Interestingly, I’ve been unable to reproduce this. It appears to only happen when using the fly-replay header functionality, but not to all users (I use fly-prefer-region to simulate a fly-replay situation and the POST replays and completes successfully for me). One of the users who experienced this also used fly-prefer-region to set their region to the primary region and the POST request finished successfully as well.
So here’s what I know:
It happens on certain POST requests, but not all of them
It happens on requests that need to be replayed
It happens after the request has been replayed (my server successfully sends the response with the fly-replay header, and then the error happens)
It only happens to certain users
@jsierles told me this looks like a router error.

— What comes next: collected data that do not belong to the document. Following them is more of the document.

PR #200, opened 2021-07-30
✨ Watch instead of loop check nested cluster

### LINKED ISSUE #137: ✨ Update CAPI VC Controller to Use a Cluster watch.
**User Story**

As an operator I would like to the CAPI Controller for VC to watch the Cluster resource for updates so I don't need to poll the Cluster resource for changes.

**Detailed Description**

Currently in #136 this used `ctrl.Result{RequeueAfter}` which is polling the cache for updates to the Cluster object, this should be done by triggering a change when the Cluster changes instead making the system more efficient.

Xref: #136 

/kind cleanup
/milestone v0.1.x

jichenjc:

Fixes #137

### DIFF
--- a/controllers/nestedcluster_controller.go
+++ b/controllers/nestedcluster_controller.go
@@ -20,15 +20,25 @@ package controllers
 
 import (
 	"context"
-	"time"
+	"reflect"
 
 	"github.com/go-logr/logr"
 	apierrors "k8s.io/apimachinery/pkg/api/errors"
 	"k8s.io/apimachinery/pkg/runtime"
 	"k8s.io/apimachinery/pkg/types"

In some ways this looks similar to 502 Errors for POST requests except there’s a different error message.
For an abundance of information, here’s a more complete log of the user experience that triggers this issue:
Ahhh I’m glad you posted this! We have much better error logs for these kinds of errors, so we can see exactly what caused it.
This error was the result of a failure to read the body from the request. We’re going to try to reproduce the problem. It could be a bug on our end, it might be something specific about how a browser is interacting with our proxy. It’s probably not your app.
Do you think it’s possible the user that hit this has a browser extension running that could modify requests, or is potentially running through a proxy server of some kind?
The “true” error we see internally is an error reading the request body between our servers, sometimes. We were missing some instrumentation (I’ve just added it) and the next time this happens I should be able to tell what’s wrong and probably fix it with a few tweaks.
It does appear to be related to latency. MAA in particular is pretty far away from your primary (I assume).
How big was the request body? We buffer up to 1 MiB. If the body is less or equal to that, it should be safe to replay under any circumstances (or else it could be a bug).
If the body is bigger than 1 MiB, then we’ll wait up to 3 seconds before starting to read the body OR until we get response headers from either our own server or your instance. This means some “uploads” may take some time to start, but it ensures it can be replayed.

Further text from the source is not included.